On Mon, Aug 7, 2023 at 2:05 AM Prathamesh Kulkarni via Gcc-patches
<gcc-patches@gcc.gnu.org> wrote:
>
> On Thu, 3 Aug 2023 at 17:48, Richard Biener <rguent...@suse.de> wrote:
> >
> > On Thu, 3 Aug 2023, Richard Biener wrote:
> >
> > > On Thu, 3 Aug 2023, Richard Biener wrote:
> > >
> > > > On Thu, 3 Aug 2023, Prathamesh Kulkarni wrote:
> > > >
> > > > > On Wed, 2 Aug 2023 at 14:17, Richard Biener via Gcc-patches
> > > > > <gcc-patches@gcc.gnu.org> wrote:
> > > > > >
> > > > > > On Mon, 31 Jul 2023, Jeff Law wrote:
> > > > > >
> > > > > > >
> > > > > > >
> > > > > > > On 7/28/23 01:05, Richard Biener via Gcc-patches wrote:
> > > > > > > > The following delays sinking of loads within the same innermost
> > > > > > > > loop when it was unconditional before.  That's a not uncommon
> > > > > > > > issue preventing vectorization when masked loads are not 
> > > > > > > > available.
> > > > > > > >
> > > > > > > > Bootstrapped and tested on x86_64-unknown-linux-gnu.
> > > > > > > >
> > > > > > > > I have a followup patch improving sinking that without this 
> > > > > > > > would
> > > > > > > > cause more of the problematic sinking - now that we have a 
> > > > > > > > second
> > > > > > > > sink pass after loop opts this looks like a reasonable approach?
> > > > > > > >
> > > > > > > > OK?
> > > > > > > >
> > > > > > > > Thanks,
> > > > > > > > Richard.
> > > > > > > >
> > > > > > > >  PR tree-optimization/92335
> > > > > > > >  * tree-ssa-sink.cc (select_best_block): Before loop
> > > > > > > >  optimizations avoid sinking unconditional loads/stores
> > > > > > > >  in innermost loops to conditional executed places.
> > > > > > > >
> > > > > > > >  * gcc.dg/tree-ssa/ssa-sink-10.c: Disable vectorizing.
> > > > > > > >  * gcc.dg/tree-ssa/predcom-9.c: Clone from ssa-sink-10.c,
> > > > > > > >  expect predictive commoning to happen instead of sinking.

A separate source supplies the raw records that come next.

PR #1238, opened 2024-09-12
7.0 fixes

### LINKED ISSUE #1236: "Missing finalization entry" on restart after protocol update
**Bug Description**

After a protocol update, when no further blocks have been processed, restarting the node can result in the error:

> Missing finalization entry for last finalized block

**Steps to Reproduce**

- Stop the node just after a protocol update to P7/P6 (without letting it connect to peers or catch-up, so that it cannot progress beyond the regenesis block).
- Restart the node.

**Expected Result**
The node should behave normally.

**Actual Result**
The node crashes with the error described above.

**Versions**
- Software Version: 6.*, 7.0.0-7.0.2
- OS: all

### LINKED ISSUE #1237: Miscomputation of the genesis height after protocol update
**Bug Description**

The genesis height is not computed correctly when the node is restarted after a second protocol update in the new consensus version (e.g. P5->P6->P7).

**Steps to Reproduce**

Restart the node after a second protocol update in the new consensus version. (Enable TRACE logging.)

**Expected Result**

The node continues executing normally.

**Actual Result**

The node rejects the next block as having the wrong result hash. Subsequent blocks are logged as `pending its parent`.

```
2024-09-12T15:00:45.857009600+02:00 TRACE concordium_node::consensus_ffi::ffi - Konsensus: Block 1c610f55333878623e9a6dce085d32e0614e73a81d4c9747d436c0e77a2656be stated result hash (46343c5600e186fb43bdcf4e2f2aa733df6e7ac8d12e1afaea1343e673a90485) does not match computed value (c21ae7c1edfa8f9448f7654d23df42cd85db972d63f4c9f7a6d70f9c933419fa).
```

**Versions**
- Software Version: 6.*, 7.0.0-7.0.2
- OS: all

td202:
## Purpose

Fixes #1236 and #1237. 7.0.3 release.

## Changes

- On startup, when determining the current epoch and finalization entry for entering the current epoch, if there is no last finalization entry then it actually means that the last finalized block is the genesis block, so we should not throw an error. Fixes #1236
- When iteratively loading the consensuses, correctly compute the regenesis absolute block height (rather than simply coercing a relative block height). Fixes #1237
- Bump version to 7.0.3

## Checklist

      hard-to-understand areas.

### DIFF
--- a/CHANGELOG.md
+++ b/CHANGELOG.md
@@ -2,6 +2,12 @@
 
 ## Unreleased changes
 
+## 7.0.3
+
+- Fix a bug in the computation of the genesis height after the second protocol update. (#1237)
+- Fix a bug where an error was incorrectly thrown when loading the consenus state immediately
+  after a protocol update (in the new consensus version) (#1236).
+
 ## 7.0.2
 
 - Fix the timing of paydays after protocol update from version 6 to 7.
--- a/concordium-node/Cargo.lock
+++ b/concordium-node/Cargo.lock
@@ -787,7 +787,7 @@ dependencies = [
 
 [[package]]
 name = "concordium_node"
-version = "7.0.2"
+version = "7.0.3"
 dependencies = [
  "anyhow",
  "app_dirs2",
--- a/concordium-node/Cargo.toml
+++ b/concordium-node/Cargo.toml
@@ -1,6 +1,6 @@
 [package]
 name = "concordium_node"
-version = "7.0.2" # must be kept in sync with 'is_compatible_version' in 'src/configuration.rs'
+version = "7.0.3" # must be kept in sync with 'is_compatible_version' in 'src/configuration.rs'
 description = "Concordium Node"
 authors = ["Concordium <developers@concordium.com>"]
 exclude = [".gitignore", ".gitlab-ci.yml", "test/**/*","**/**/.gitignore","**/**/.gitlab-ci.yml"]


concordium-consensus/src/Concordium/KonsensusV1/TreeState/StartUp.hs
```diff
@@ -247,8 +247,8 @@ loadSkovData _genesisBlockHeight _runtimeParameters didRollback = do
             && not consensusIsShutdown
             then case mLatestFinEntry of
                 Nothing ->
-                    throwM . TreeStateInvariantViolation $
-                        "Missing finalization entry for last finalized block"
+                    -- In this case, by the above check, the last finalized block is the genesis block.
+                    return (blockEpoch lastFinBlock, Absent)
```
td202, line 251: The referenced above check is:
```haskell
        case mLatestFinEntry of
            Nothing
                | blockRound lastFinBlock == 0 ->
                    return
                        CertifiedBlock
                            { cbQuorumCertificate = genesisQuorumCertificate (getHash genesisBlock),
                              cbQuorumBlock = genesisBlock
                            }
                | otherwise ->
                    throwM . TreeStateInvariantViolation $
"Missing finalization entry for last finalized block"
```
i.e. if the round wasn't 0 (indicating genesis) we'd have already thrown an exception.

limemloh (approved):

PR #1244, opened 2024-10-08
Start github actions

lassemand:
## Purpose

Change to be using github actions instead of jenkins
This is supposed to be a big bang integration with no expectation on keeping jenkins builds alive, should we encounter issues then we revert this PR.
I am not changing the current workflows unless errors exists. 

## Changes

Two different releases, namely rc and alpha. Furthermore using workflow dispatch one can build an individual artifact or image. 
Alpha releases: macOS, Windows, Ubuntu stagenet, Docker stagenet, bootstrapper, and the database exporter.
Rc releases: Everything
Making individual build be using --release
Move into build variable definition into the caller
Use prebuilt binaries on linux instead of building it for flatbuffers

## TODO
Validate artifact and images:

- [x] macOS
- [x] Windows
- [x] Ubuntu stagenet
- [x] Ubuntu testnet
- [x] Ubuntu mainnet
- [x] Ubuntu flynet
- [x] Bootstrapper
- [x] Database exporter
- [x] Docker stagenet
- [x] Docker testnet
- [x] Docker mainnet

## Checklist

      hard-to-understand areas.


scripts/database-exporter/Dockerfile
```diff
@@ -1,25 +0,0 @@
-ARG base_image_tag
```
lassemand, line 1: These files seems to have been forgotten to be removed after some duplication occurred.

scripts/distribution/windows/build-all.ps1
```diff
@@ -5,19 +5,23 @@ Write-Output "cargo version: $(cargo --version)"
 Write-Output "flatc version: $(flatc --version)"
 Write-Output "protoc version: $(protoc --version)"
 
-# Set the default rust toolchain so that consensus rust dependencies use it.
-rustup default $rustVersion-x86_64-pc-windows-gnu
```
lassemand, line 9: Using default version default in workflow instead

scripts/distribution/windows/build-all.ps1
```diff
@@ -5,19 +5,23 @@ Write-Output "cargo version: $(cargo --version)"
...
-
 Write-Output "Building consensus..."
-stack build
+
+& {
+    Set-Location concordium-consensus
```
lassemand, line 11: May not be needed

.github/workflows/release.yaml
```diff
@@ -0,0 +1,437 @@
...
+    steps:
+      - name: Checkout Repository
+        uses: actions/checkout@v4
+        with:
+          ref: ${{ env.VERSION }}
+          submodules: recursive
+
+      - uses: actions-rust-lang/setup-rust-toolchain@v1
+        with:
+          toolchain: 1.73.0
```
lassemand, line 258: Needs to be controlled using env

.github/workflows/release.yaml
```diff
@@ -0,0 +1,568 @@
...
+     - '*.*.*-*-rc'
+     - '*.*.*-*-alpha'
+
+env:
+  UBUNTU_VERSION: '20.04'
+  STATIC_LIBRARIES_IMAGE_TAG: 'rust-1.73.0_ghc-9.6.4'
+  RUST_VERSION: '1.73'
+  VERSION_TAG: '7.0.5-1-alpha'
+  STACK_VERSION: '2.13.1'
+  FLATBUFFERS_VERSION: '24.3.25'
```
lassemand, line 19: Bumped to most recent because https://github.com/google/flatbuffers/blob/master/CHANGELOG.md#23526-may-26-2023 gave issues with the make on the docker container on linux.

.github/workflows/release.yaml
```diff
@@ -0,0 +1,569 @@
...
+  RUST_VERSION: '1.73'
+  VERSION_TAG: '7.0.5-1-alpha'
+  STACK_VERSION: '2.13.1'
+  FLATBUFFERS_VERSION: '23.5.26'
+  GHC_VERSION: '9.6.4'
+  CABAL_VERSION: '3.6.2.0'
+  PROTOC_VERSION: '25.2'
+  STATIC_NODE_BINARY_IMAGE_NAME: 'static-node-binaries'
+  AWS_ROLE_TO_ASSUME: 'arn:aws:iam::192549843005:role/github_concordium-node'
+  S3_OBJECTS_TEMPLATE: '{
```
lassemand, line 25: We want to ensure that all our outputs are not there already

.github/workflows/release.yaml
```diff
@@ -0,0 +1,569 @@
...
+#             genesis_path: mainnet/2021-06-09
+#             grpc_port: 20000
+#             listen_port: 8888
+#             exclude_from_release_type: alpha
+           - env: flynet
+             tld: com
+             genesis_path: flynet/2023-02-01/genesis_data
+             grpc_port: 20002
+             listen_port: 8890
+#         exclude:
```
lassemand, line 424: This is supposed to cover the different release types.

Those did not seem to work for now, so lets skip that

scripts/distribution/windows/build-all.ps1
```diff
@@ -5,19 +5,16 @@ Write-Output "cargo version: $(cargo --version)"
...
 stack build
 if ($LASTEXITCODE -ne 0) { throw "Failed building consensus" }
 
 Write-Output "Building node..."
-stack exec -- cargo build --manifest-path concordium-node\Cargo.toml --release
+stack exec -- cargo build --manifest-path concordium-node\Cargo.toml --release --locked
 if ($LASTEXITCODE -ne 0) { throw "Failed building node" }
 
 Write-Output "Building the collector..."
-cargo +$rustVersion-x86_64-pc-windows-msvc build --manifest-path collector\Cargo.toml --release
```
lassemand, line 20: This seems to be wrong according to README

scripts/static-binaries/build-on-ubuntu.sh
```diff
@@ -46,12 +50,12 @@ rm protoc.zip
...
 source "$HOME/.cargo/env"
 rustup set profile minimal
-rustup default "$rust_toolchain_version"
+rustup default "$RUST_TOOLCHAIN_VERSION"
 
 # Install flatbuffers.
 
-git clone https://github.com/google/flatbuffers.git
-( cd flatbuffers && git checkout "$flatbuffers_version" && cmake -G "Unix Makefiles" && make -j"$(nproc)" && make install )
+curl -L "https://github.com/google/flatbuffers/releases/download/v${FLATBUFFERS_VERSION}/Linux.flatc.binary.g++-10.zip" -O
```
lassemand, line 57: We should obtain the g++ version dynamically

scripts/distribution/windows/build-all.ps1
EmilKWarmdahl: Seems like this is to force the toolchain according to the cargo [documentation](https://doc.rust-lang.org/cargo/commands/cargo.html#common-options) I think it's best to keep it.

lassemand: This is to force a different toolchain. According to docs:

`  - For building the node runner service (optional), the toolchain `1.73-x86_64-pc-windows-msvc`  is required, which can be installed with the command: `rustup toolchain install 1.73-x86_64-pc-windows-msvc`.
`

This is not any such service. I want to use the default service here.

.github/workflows/release.yaml
```diff
@@ -285,7 +288,8 @@ jobs:
   node-windows:
     runs-on: windows-latest
     needs: [validate-preconditions]
-    if: contains(fromJSON('["rc", "alpha", "node-windows"]'), needs.validate-preconditions.outputs.release_type)
+    #if: contains(fromJSON('["rc", "alpha", "node-windows"]'), needs.validate-preconditions.outputs.release_type)
+    if: false
```
EmilKWarmdahl, line 292: Revert this as well as on the macos and docker jobs

.github/workflows/release.yaml
```diff
@@ -79,7 +82,7 @@ jobs:
         run: |
           CARGO_VERSION=$(yq .package.version concordium-node/Cargo.toml)
           if [ -z "${{ env.SERVICE }}" ]; then
-            IFS='-' read -r VERSION BUILD RELEASE_TYPE <<< "${{ github.ref }}"
+            IFS='-' read -r VERSION BUILD RELEASE_TYPE <<< "${{ env.VERSION_TAG }}"
```
EmilKWarmdahl, line 85: Use the actual tag

.github/workflows/release.yaml
```diff
@@ -15,6 +15,8 @@ on:
           - database-exporter
 
   push:
+    branches:
+      - lma/release/github_actions
```
EmilKWarmdahl, line 19: Remove this

.github/workflows/release.yaml
```diff
@@ -33,20 +35,21 @@ env:
...
-      \"docker-stagenet\": \"concordium/stagenet-node:${VERSION}-dev\",
-      \"docker-testnet\": \"concordium/testnet-node:${VERSION}-dev\",
-      \"docker-mainnet\": \"concordium/mainnet-node:${VERSION}-dev\"
+      \"docker-stagenet\": \"concordium/stagenet-node:${VERSION}\",
+      \"docker-testnet\": \"concordium/testnet-node:${VERSION}\",
+      \"docker-mainnet\": \"concordium/mainnet-node:${VERSION}\"
     }'
   REGISTRY: docker.io
   SERVICE: "${{ inputs.service }}"
+  VERSION_TAG: "7.0.5-4-rc"
```
EmilKWarmdahl, line 52: Remove this

EmilKWarmdahl (approved):
LGTM, but should also get an approve by a dev

.github/workflows/release.yaml
```diff
@@ -0,0 +1,623 @@
...
+          role-to-assume: ${{ env.AWS_ROLE_TO_ASSUME }}
+          role-session-name: ValidatePreconditionsSession
+          aws-region: "eu-west-1"
+
+      - name: Validate version
+        id: versions_derivation
+        run: |
+          CARGO_VERSION=$(yq .package.version concordium-node/Cargo.toml)
+          if [ -z "${{ env.SERVICE }}" ]; then
+            IFS='-' read -r VERSION BUILD RELEASE_TYPE <<< "${{ env.VERSION_TAG }}"
```
drsk0, line 82: Is the `VERSION_TAG` set by github actions itself? Or where is it coming from?

lassemand: That is a mistake yes. I used it as part of my last test, and forgot to change it back. 

Using: https://docs.github.com/en/actions/writing-workflows/choosing-what-your-workflow-does/accessing-contextual-information-about-workflow-runs

drsk0 (approved):
Lgtm, thanks!

PR #1252, opened 2024-10-24
suspension via computeBakerStakesAndCapital

drsk0:
## Purpose

Set stake to zero of suspended validators.

## Changes

As described above. To facilitate the change, a suspended flag and validator id field are added to `ActiveBakerInfo`.

## Checklist

      hard-to-understand areas.

## CLA acceptance

_Remove if not applicable.

### DIFF
--- a/concordium-consensus/src/Concordium/KonsensusV1/Scheduler.hs
+++ b/concordium-consensus/src/Concordium/KonsensusV1/Scheduler.hs
@@ -235,7 +235,7 @@ doEpochTransition True epochDuration theState0 = do
                     applyPendingChanges av (<= epochEnd)
                         <$> bsoGetActiveBakersAndDelegators theState7
                 let BakerStakesAndCapital{..} =
-                        computeBakerStakesAndCapital @m
+                        computeBakerStakesAndCapital
                             (chainParams ^. cpPoolParameters)
                             activeBakers
                             passiveDelegators
--- a/concordium-consensus/src/Concordium/KonsensusV1/Scheduler.hs
+++ b/concordium-consensus/src/Concordium/KonsensusV1/Scheduler.hs
@@ -235,7 +235,7 @@ doEpochTransition True epochDuration theState0 = do
                     applyPendingChanges av (<= epochEnd)
                         <$> bsoGetActiveBakersAndDelegators theState7
                 let BakerStakesAndCapital{..} =
-                        computeBakerStakesAndCapital
+                        computeBakerStakesAndCapital @m
                             (chainParams ^. cpPoolParameters)
                             activeBakers
                             passiveDelegators
@@ -244,8 +244,7 @@ doEpochTransition True epochDuration theState0 = do
                         theState7
                         bakerStakes
                         (chainParams ^. cpFinalizationCommitteeParameters)
-                capDist <- capitalDistributionM
-                theState9 <- bsoSetNextCapitalDistribution theState8 capDist
+                theState9 <- bsoSetNextCapitalDistribution theState8 capitalDistribution
                 -- From P7 onwards, we transition pre-pre-cooldowns into pre-cooldowns, so that
                 -- at the next payday they will enter cooldown.
                 case sSupportsFlexibleCooldown (sAccountVersionFor (protocolVersion @(MPV m))) of
--- a/concordium-consensus/src/Concordium/Kontrol/Bakers.hs
+++ b/concordium-consensus/src/Concordium/Kontrol/Bakers.hs
@@ -1,9 +1,9 @@
+{-# LANGUAGE AllowAmbiguousTypes #-}
 {-# LANGUAGE DataKinds #-}
 {-# LANGUAGE RankNTypes #-}
 {-# LANGUAGE ScopedTypeVariables #-}
 {-# LANGUAGE TypeApplications #-}
 {-# LANGUAGE TypeFamilies #-}
-{-# LANGUAGE AllowAmbiguousTypes #-}
 -- We suppress redundant constraint warnings since GHC does not detect when a constraint is used
 -- for pattern matching. (See: https://gitlab.haskell.org/ghc/ghc/-/issues/20896)
 {-# OPTIONS_GHC -Wno-redundant-constraints #-}
@@ -191,16 +191,15 @@ computeBakerStakesAndCapital poolParams activeBakers passiveDelegators = BakerSt
     capLimit = takeFraction (theCapitalBound capitalBound) totalCapital
     makeBakerStake ActiveBakerInfo{..} poolCap =
         ( activeBakerInfoRef,
-          if activeBakerIsSuspended
-            then 0
-            else
-                minimum
-                    [ poolCap,
-                      applyLeverageFactor leverage activeBakerEquityCapital,
-                      capLimit
-                    ]
+          minimum
+            [ poolCap,
+              applyLeverageFactor leverage activeBakerEquityCapital,
+              capLimit
+            ]
         )
-    bakerStakes = zipWith makeBakerStake activeBakers poolCapitals
+    activeBakers' = [abi | abi@ActiveBakerInfo{..} <- activeBakers, not activeBakerIsSuspended]
+    poolCapitals' = poolCapital <$> activeBakers'
+    bakerStakes = zipWith makeBakerStake activeBakers' poolCapitals'
     delegatorCapital ActiveDelegatorInfo{..} = DelegatorCapital activeDelegatorId activeDelegatorStake
     bakerCapital ActiveBakerInfo{..} =
         BakerCapital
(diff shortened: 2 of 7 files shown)


concordium-consensus/src/Concordium/Kontrol/Bakers.hs
```diff
@@ -190,13 +192,19 @@ computeBakerStakesAndCapital poolParams activeBakers passiveDelegators = BakerSt
...
+            bakerEx <- derefBakerInfoEx activeBakerInfoRef
+            return $
+                if fromCondDef (_bieAccountIsSuspended bakerEx) False
+                    then 0
+                    else
+                        minimum
+                            [ poolCap,
+                              applyLeverageFactor leverage activeBakerEquityCapital,
+                              capLimit
+                            ]
```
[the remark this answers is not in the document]
drsk0: Is `ActiveBakerInfo` purely in memory such that we don't need to guard the `activeBakerSuspended` field with a `conditionally`?

drsk0:
Tests are missing at the moment, is there a good place to add them @td202 ?

concordium-consensus/tests/consensus/ConcordiumTests/KonsensusV1/LeaderElectionTest.hs
```diff
@@ -157,40 +157,40 @@ testComputeMissedRounds :: Spec
 testComputeMissedRounds =
     describe "computeMissedRounds" $ do
         it "no timeout" $
-            ( Map.toList $
-                computeMissedRounds
+            Map.toList
+                ( computeMissedRounds
```
drsk0, line 161: This is just a lint unrelated to the change.

concordium-consensus/src/Concordium/Kontrol/Bakers.hs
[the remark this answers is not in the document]
td202: Yes. `ActiveBakerInfo` is really just an intermediary for data from `bsoGetActiveBakersAndDelegators` to be passed to `computeBakerStakesAndCapital` (via `applyPendingChanges`).

td202:
> Tests are missing at the moment, is there a good place to add them @td202 ?

Probably either in EpochTransition, if they fit there, or else add a new test file (probably in `SchedulerTests`).

td202 (changes requested):

concordium-consensus/src/Concordium/Kontrol/Bakers.hs
```diff
@@ -190,26 +190,26 @@ computeBakerStakesAndCapital poolParams activeBakers passiveDelegators = BakerSt
...
-              capLimit
-            ]
+          if activeBakerIsSuspended
+            then 0
+            else
+                minimum
+                    [ poolCap,
+                      applyLeverageFactor leverage activeBakerEquityCapital,
+                      capLimit
+                    ]
```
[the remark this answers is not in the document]
drsk0: I changed this as described. I don't have a hard opinion on this, I think both approaches suffer a bit from being not very explicit.
> I'm not 100% certain that we never rely on validators' stakes being non-zero.

Are we 100% sure that we never rely on validators being present in `bakerStakes`?

> Even 0-weighted validators could end up as finalizers, and potentially end up signing blocks even though their signatures contribute nothing. This seems weird to me.

Agreed.

> If we remove the suspended validators from the epoch bakers/capital distribution, that means that when they become un-suspended then their missed block counters will be reset to 0, which I think is what we want. Maybe?

Yes, this is what we want. I'm not clear however why this would happen as a consequence from them being removed from the epoch bakers/capital distribution.

concordium-consensus/src/Concordium/Kontrol/Bakers.hs
```diff
@@ -1,3 +1,4 @@
+{-# LANGUAGE AllowAmbiguousTypes #-}
```
drsk0, line 1: I haven't found a way to avoid this.

concordium-consensus/src/Concordium/Kontrol/Bakers.hs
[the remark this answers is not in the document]
drsk0: :+1:  makes sense, thanks!

concordium-consensus/src/Concordium/Kontrol/Bakers.hs
```diff
@@ -179,7 +180,7 @@ computeBakerStakesAndCapital ::
     PoolParameters' 'PoolParametersVersion1 ->
     [ActiveBakerInfo m] ->
     [ActiveDelegatorInfo] ->
-    BakerStakesAndCapital m
+    BakerStakesAndCapital (BakerInfoRef m)
```
td202, line 183: Change the signature to:
```
computeBakerStakesAndCapital ::
    PoolParameters' 'PoolParametersVersion1 ->
    [ActiveBakerInfo' bakerInfoRef] ->
    [ActiveDelegatorInfo] ->
    BakerStakesAndCapital bakerInfoRef
```
Then you don't need to `AllowAmbiguousTypes`.

Because `BakerInfoRef` is not injective, `m` is an ambiguous type variable: i.e. there can be multiple different `m`s for which the types reduce to the same thing.

concordium-consensus/src/Concordium/KonsensusV1/Scheduler.hs
```diff
@@ -235,7 +235,7 @@ doEpochTransition True epochDuration theState0 = do
                     applyPendingChanges av (<= epochEnd)
                         <$> bsoGetActiveBakersAndDelegators theState7
                 let BakerStakesAndCapital{..} =
-                        computeBakerStakesAndCapital
+                        computeBakerStakesAndCapital @m
```
td202, line 238: After changing the type signature for `computeBakerStakesAndCapital`, this type application shouldn't be needed.

concordium-consensus/src/Concordium/Kontrol/Bakers.hs
```diff
@@ -196,20 +197,19 @@ computeBakerStakesAndCapital poolParams activeBakers passiveDelegators = BakerSt
               capLimit
             ]
         )
-    bakerStakes = zipWith makeBakerStake activeBakers poolCapitals
+    activeBakers' = [abi | abi@ActiveBakerInfo{..} <- activeBakers, not activeBakerIsSuspended]
+    poolCapitals' = poolCapital <$> activeBakers'
```
td202, line 201: *Suggestion (non-blocking):* consider `filteredActiveBakers` and `filteredPoolCapitals` rather than `activeBakers'` and `poolCapitals'`.

concordium-consensus/tests/scheduler/SchedulerTests/KonsensusV1/EpochTransition.hs
```diff
@@ -464,19 +463,23 @@ testEpochTransitionPaydayOnly accountConfigs = runTestBlockState @P7 $ do
             ^. cpCooldownParameters . cpUnifiedCooldown
 
 -- | Test an snapshot epoch transition.
-testEpochTransitionSnapshotOnly :: [AccountConfig 'AccountV3] -> Assertion
+testEpochTransitionSnapshotOnly ::
+    forall m.
+    (m ~ PersistentBlockStateMonad P7 (PersistentBlockStateContext P7) (BlobStoreT (PersistentBlockStateContext P7) (LoggerT IO))) =>
+    [AccountConfig 'AccountV3] ->
+    Assertion
```
td202, line 470: I think changing the signature of `computeBakerStakesAndCapital` should allow simplifying this back to the original signature (and elsewhere).

```suggestion
testEpochTransitionSnapshotOnly :: [AccountConfig 'AccountV3] -> Assertion
```

concordium-consensus/tests/scheduler/SchedulerTests/KonsensusV1/EpochTransition.hs
```diff
@@ -763,6 +778,78 @@ testMissedRoundsUpdate accountConfigs = runTestBlockState @P8 $ do
     startEpoch = 10
     startTriggerTime = 1000
 
+-- Test that suspended validators have zero stake.
```
td202, line 781:
```suggestion
-- | Test that suspended validators have zero stake.
```

td202 (approved):
Looks good!

concordium-consensus/src/Concordium/Kontrol/Bakers.hs
drsk0: Changed it and removed the pragma.

concordium-consensus/src/Concordium/KonsensusV1/Scheduler.hs
drsk0: yep, this has been changed.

> > > > > > > >  * gcc.dg/vect/pr65947-3.c: Adjust.
> > > > > > > I think it's reasonable -- there's probably going to be cases 
> > > > > > > where it's not
> > > > > > > great, but more often than not I think it's going to be a 
> > > > > > > reasonable
> > > > > > > heuristic.
> > > > > > >
> > > > > > > If there is undesirable fallout, better to find it over the 
> > > > > > > coming months than
> > > > > > > next spring.  So I'd suggest we go forward now to give more time 
> > > > > > > to find any
> > > > > > > pathological cases (if they exist).
> > > > > >
> > > > > > Agreed, I've pushed this now.
> > > > > Hi Richard,
> > > > > After this patch (committed in 
> > > > > 399c8dd44ff44f4b496223c7cc980651c4d6f6a0),
> > > > > pr65947-7.c "failed" for aarch64-linux-gnu:
> > > > > FAIL: gcc.dg/vect/pr65947-7.c scan-tree-dump-not vect "LOOP 
> > > > > VECTORIZED"
> > > > > FAIL: gcc.dg/vect/pr65947-7.c -flto -ffat-lto-objects
> > > > > scan-tree-dump-not vect "LOOP VECTORIZED"
> > > > >
> > > > > /* { dg-final { scan-tree-dump-not "LOOP VECTORIZED" "vect" { target {
> > > > > ! vect_fold_extract_last } } } } */
> > > > >
> > > > > With your commit, condition_reduction in pr65947-7.c gets vectorized
> > > > > regardless of vect_fold_extract_last,
> > > > > which gates the above test (which is an improvement, because the
> > > > > function didn't get vectorized before the commit).
> > > > >
> > > > > The attached patch thus removes the gating on vect_fold_extract_last,
> > > > > and the test passes again.
> > > > > OK to commit ?
> > > >
> > > > OK.
> > >
> > > Or wait - the loop doesn't vectorize on x86_64, so I guess one
> > > critical target condition is missing.  Can you figure out which?
> >
> > I see
> >
> > /space/rguenther/src/gcc/gcc/testsuite/gcc.dg/vect/pr65947-7.c:18:21:
> > note:   vect_is_simple_use: operand last_19 = PHI <last_8(7), 108(15)>,
> > type of def: reduction
> > /space/rguenther/src/gcc/gcc/testsuite/gcc.dg/vect/pr65947-7.c:18:21:
> > note:   vect_is_simple_use: vectype vector(4) int
> > /space/rguenther/src/gcc/gcc/testsuite/gcc.dg/vect/pr65947-7.c:18:21:
> > missed:   multiple types in double reduction or condition reduction or
> > fold-left reduction.
> > /space/rguenther/src/gcc/gcc/testsuite/gcc.dg/vect/pr65947-7.c:13:1:
> > missed:   not vectorized: relevant phi not supported: last_19 = PHI
> > <last_8(7), 108(15)>
> > /space/rguenther/src/gcc/gcc/testsuite/gcc.dg/vect/pr65947-7.c:18:21:
> > missed:  bad operation or unsupported loop bound.
> Hi Richard,
> Looking at the aarch64 vect dump, it seems the loop in
> condition_reduction gets vectorized with V4HI mode
> while fails for other modes in vectorizable_condition:
>
>   if ((double_reduc || reduction_type != TREE_CODE_REDUCTION)
>       && ncopies > 1)
>     {
>       if (dump_enabled_p ())
>         dump_printf_loc (MSG_MISSED_OPTIMIZATION, vect_location,
>                          "multiple types in double reduction or condition "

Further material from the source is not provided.